Perhaps they could put their money where their mouths are and only take fees when they beat inflation and passive indices?

Of course that would mean actually working for their fees and bonuses.

That could be a tough concept to swallow.

A tough concept to follow when applied to your own business and industry!!

Looks like they have worked hard and should earn those bonuses – beaten the passives handsomely across all meaningful measurement periods.

Careful of blanket statements.

Beat inflation and passive investments across all funds? Or which funds?

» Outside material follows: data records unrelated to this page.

PR #3698, opened 2025-03-25
feat: Remove AEAP message

Hocuri:
Based on #3676. AEAP is disabled in core until it is replaced by multi-transport; this PR removes the (now-wrong) info message.

PR #3707, opened 2025-04-01
tune down email wording

r10s:
this PR tunes down "e-mail"  in the primary UI,  main left overs are "classic login" and the welcome message that referenced email on purpose (we may want to change that, however)

moreover, where appropriate, we go already for "routing" instead of "server"

i also changed the translator hints and some wordings not in the primary UI, where not strictly needed - it makes a difference how we talk about that :)

largest part left, is  the "Show Classic E-Mail" option, that we should probably just hide in case of chatmail (it anyway defaults to "all") EDIT: did a PR: https://github.com/deltachat/deltachat-android/pull/3708

### DIFF
--- a/src/main/res/values/strings.xml
+++ b/src/main/res/values/strings.xml
@@ -52,7 +52,7 @@
     <string name="mute">Mute</string>
     <string name="muted">Muted</string>
     <string name="ephemeral_messages">Disappearing Messages</string>
-    <string name="ephemeral_messages_hint">Applies to all members of this chat if they use Delta Chat; they can still copy, save, and forward messages or use other apps.</string>
+    <string name="ephemeral_messages_hint">Applies to all members of this chat; they can still copy, save, and forward messages.</string>
     <string name="save">Save</string>
     <string name="chat">Chat</string>
     <string name="media">Media</string>
--- a/src/main/res/values/strings.xml
+++ b/src/main/res/values/strings.xml
@@ -312,7 +312,7 @@
     <string name="device_talk">Device Messages</string>
     <string name="device_talk_subtitle">Locally generated messages</string>
     <string name="device_talk_explain">Messages in this chat are generated on your device to inform about app updates and problems during usage.</string>
-    <string name="device_talk_welcome_message2">Get in contact!\n\n🙌 Tap \"QR code\" on the main screen of both devices. Choose \"Scan QR Code\" on one device, and point it at the other\n\n🌍 If not in the same room, scan via video call or share an invite link from \"Scan QR code\"\n\nThen: Enjoy your messages routed over the largest decentralized network that ever existed: E-mail. And in contrast to other popular apps, without central control or tracking or selling you, friends, colleagues or family out to large organizations.</string>
+    <string name="device_talk_welcome_message2">Get in contact!\n\n🙌 Tap \"QR code\" on the main screen of both devices. Choose \"Scan QR Code\" on one device, and point it at the other\n\n🌍 If not in the same room, scan via video call or share an invite link from \"Scan QR code\"\n\nThen: Enjoy your messages relayed over the largest decentralized network that ever existed: E-mail. And in contrast to other popular apps, without central control or tracking or selling you, friends, colleagues or family out to large organizations.</string>
     <string name="edit_contact">Edit Contact</string>
     <!-- Verb "to pin", making something sticky, not a noun or abbreviation for "pin number". -->
     <string name="pin_chat">Pin Chat</string>
@@ -939,7 +939,7 @@
     <!-- this may be shown instead of the chat's input field, with buttons "More Info" and "OK" -->
     <string name="chat_protection_broken">%1$s sent a message from another device.</string>
     <string name="chat_protection_enabled_tap_to_learn_more">Messages are guaranteed to be end-to-end encrypted from now on. Tap to learn more.</string>
-    <string name="chat_protection_enabled_explanation">It is now guaranteed that all messages in this chat are end-to-end encrypted.\n\nEnd-to-end encryption keeps messages private between you and your chat partners. Not even routers, servers or providers can read them.</string>
+    <string name="chat_protection_enabled_explanation">It is now guaranteed that all messages in this chat are end-to-end encrypted.\n\nEnd-to-end encryption keeps messages private between you and your chat partners. Not even servers, providers or relays can read them.</string>
     <string name="chat_protection_broken_tap_to_learn_more">%1$s sent a message from another device. Tap to learn more.</string>
     <string name="chat_protection_broken_explanation">End-to-end encryption cannot be guaranteed anymore, likely because %1$s reinstalled Delta Chat or sent a message from another device.\n\nYou may meet them in person and scan their QR code again to reestablish guaranteed end-to-end encryption.</string>
     <string name="invalid_unencrypted_tap_to_learn_more">⚠️ %1$s requires end-to-end encryption which is not setup for this chat yet. Tap to learn more.</string>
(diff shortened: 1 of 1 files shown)


src/main/res/values/strings.xml
```diff
@@ -52,7 +52,7 @@
     <string name="mute">Mute</string>
     <string name="muted">Muted</string>
     <string name="ephemeral_messages">Disappearing Messages</string>
-    <string name="ephemeral_messages_hint">Applies to all members of this chat if they use Delta Chat; they can still copy, save, and forward messages or use other e-mail clients.</string>
+    <string name="ephemeral_messages_hint">Applies to all members of this chat if they use Delta Chat; they can still copy, save, and forward messages or use other apps.</string>
```
Hocuri, line 55: I think that "if they use Delta Chat" and "or use other apps" may be unclear for users who are not used to being able to use different apps to participate in the same chat. Not sure what a better wording could be, but we could remove one of them:

```suggestion
    <string name="ephemeral_messages_hint">Applies to all members of this chat if they use Delta Chat; they can still copy, save, and forward messages.</string>
```

src/main/res/values/strings.xml
```diff
@@ -529,10 +529,10 @@
...
+    <!-- Placeholder %1$s will be replaced by the name of the contact changing their address. Placeholders %2$s and %3$s will be replaced by old/new addresses. -->
     <string name="aeap_addr_changed">%1$s changed their address from %2$s to %3$s</string>
     <!-- the explanation is shown (1) as a modal dialog with the buttons "Cancel" and "Continue" as well as (2) as a device message -->
-    <string name="aeap_explanation">You changed your email address from %1$s to %2$s.\n\nIf you now send a message to a verified group, contacts there will automatically replace the old with your new address.\n\nIt\'s highly advised to set up your old email provider to forward all emails to your new email address. Otherwise you might miss messages of contacts who did not get your new address yet.</string>
+    <string name="aeap_explanation">You changed your address from %1$s to %2$s.\n\nIf you now send a message to a verified group, contacts there will automatically replace the old with your new address.\n\nIt\'s highly advised to set up your old address to forward all messages to your new address. Otherwise you might miss messages of contacts who did not get your new address yet.</string>
```
Hocuri, line 535: I don't think it's necessary to change this string now (& require retranslations), since we will soon remove it: https://github.com/deltachat/deltachat-android/pull/3698

src/main/res/values/strings.xml
```diff
@@ -646,7 +644,7 @@
     <string name="proxy_share_link">Share Link</string>
 
     <string name="login_info_oauth2_title">Continue with simplified setup?</string>
-    <string name="login_info_oauth2_text">The entered e-mail address supports a simplified setup (OAuth 2.0).\n\nIn the next step, please allow Delta Chat to act as your Chat over E-mail app.\n\nDelta Chat does not collect user data, everything stays on your device.</string>
+    <string name="login_info_oauth2_text">The entered address supports a simplified setup (OAuth 2.0).\n\nIn the next step, please allow Delta Chat to act on your behalf.\n\nDelta Chat does not collect user data, everything stays on your device.</string>
```
Hocuri, line 647:
```suggestion
    <string name="login_info_oauth2_text">The entered address supports a simplified setup (OAuth 2.0).\n\nIn the next step, please allow Delta Chat to send and receive messages.\n\nDelta Chat does not collect user data, everything stays on your device.</string>
```

src/main/res/values/strings.xml
```diff
@@ -755,7 +752,7 @@
     <string name="pref_backup">Backup</string>
     <string name="pref_backup_explain">Back Up Chats to External Storage</string>
     <string name="pref_backup_export_explain">A backup helps you to set up a new installation on this or on another device.\n\nThe backup will contain all messages, contacts and chats and your end-to-end Autocrypt setup. Keep the backup file in a safe place or delete it as soon as possible.</string>
-    <!-- the placeholder will be replaced by the name of the profile's email address -->
+    <!-- the placeholder will be replaced by the name of the profile name -->
```
Hocuri, line 755: Duplicate "name"

```suggestion
    <!-- the placeholder will be replaced by the profile name -->
```

or 

```suggestion
    <!-- the placeholder will be replaced by the name of the profile -->
```

src/main/res/values/strings.xml
```diff
@@ -844,9 +840,9 @@
...
     <string name="autodel_device_ask">Do you want to delete %1$d messages now and all newly fetched messages \"%2$s\" in the future?\n\n• This includes all media\n\n• Messages will be deleted whether they were seen or not\n\n• \"Saved messages\" will be skipped from local deletion</string>
     <!-- %1$d will be replaced by the number of messages, you can assume plural/lots here. %2$s will be replaced by a timespan option. -->
-    <string name="autodel_server_ask">Do you want to delete %1$d messages now and all newly fetched messages \"%2$s\" in the future?\n\n⚠️ This includes e-mails, media and \"Saved messages\" in all server folders\n\n⚠️ Do not use this function if you want to keep data on the server\n\n⚠️ Do not use this function if you are using other e-mail clients besides Delta Chat</string>
+    <string name="autodel_server_ask">Do you want to delete %1$d messages now and all newly fetched messages \"%2$s\" in the future?\n\n⚠️ This includes messages, media and \"Saved messages\" in all server folders\n\n⚠️ Do not use this function if you want to keep data on the server or if you use other apps beside Delta Chat</string>
```
Hocuri, line 843: > Do not use this function if you want to keep data on the server or if you use other apps beside Delta Chat

Here I think the meaning becomes unclear by replacing "e-mail clients" with "apps". Like, of course the user is using other apps beside Delta Chat: Signal, a meditation app, their banking app...

Also, I think it is good to explicitly note that the deletion also includes "e-mails", not only (Delta Chat) messages.

This is a string that's only shown for non-chatmail profiles, where users are usually more aware that they are chatting over e-mail. So, I think we could just keep the previous string.

Hocuri (commented):
Some of the strings are generally only used if the user uses a classic e-mail server (like `login_error_cannot_login`), for these I don't think it would be necessary to change the wording, but I'm also not against it. For strings that are also used with chatmail servers (like `ephemeral_messages_hint`), +1 from me.

I have some small suggestions, only for `autodel_server_*` I'm concerned that the new string may be unclear.

src/main/res/values/strings.xml
r10s: yeah, i think, "copy, save, and forward" is good enough to make clear the option is not 100% and needs trust

also that is shorter, so chances are higher ppl read :)

src/main/res/values/strings.xml
r10s: retranslations won't be needed, translators will get a hint it should be re-reviewed (so they are aware of the change)

the thing i tuned also unrelated things more down is to _talk less_ also internally about email

(and it was easier when searching for email occurances while doing the PR :)

but yeah, i can re-add the original string, this is not primary UI anyways

adbenitez (approved):
Besides the comments of Hocuri it looks good to me, thanks for taking care! 🎖️

src/main/res/values/strings.xml
r10s: fine with staying with "e-mails" instead of "messages".

questionable is the second part:  "other email clients _besides_ Delta Chat implies that Delta Chat is just an email client. again, it is also how we internally talk about that, translator see it etc.

maybe say `Do not use this function if you are using classic e-mail clients as well`

or `Do not use this function if you are using classic e-mail clients on this profile`

r10s:
thanks for review, i'll wait with merging as it seems the "router" is a "relay" now, cmp https://github.com/chatmail/pages/pull/7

Then the obvious question is, how would you know which of the several funds to choose in advance to get those returns as opposed to the average return across all their funds if you hadn’t landed your dart on the right section?

If they are playing with stocks in the US across selected sectors then their benchmark would need to be weighted accordingly against the indices for those respective sectors.

They certainly haven’t beaten my returns over 10 years with any of their funds.

Coronation on communication are tops, 2nd probably to Allan Gray

The Top20 has not been as upbeat as prior to 2020

Their Global USD Equity has done well, particularly in the last 4 years

Everyone “yaddles“ about Sygnia but the communication from them is below par but leaps & bounds ahead online broker EE…which is frustratingly dismal

Nice to see you continue to shamelessly promote your fake returns. Let’s have some details bud?

upbeat as prior to 2020..correction = 2012

Smells like paid content..

You clearly still have your sense of smell.

Right before a crash they want to move retirement money in income funds into equities?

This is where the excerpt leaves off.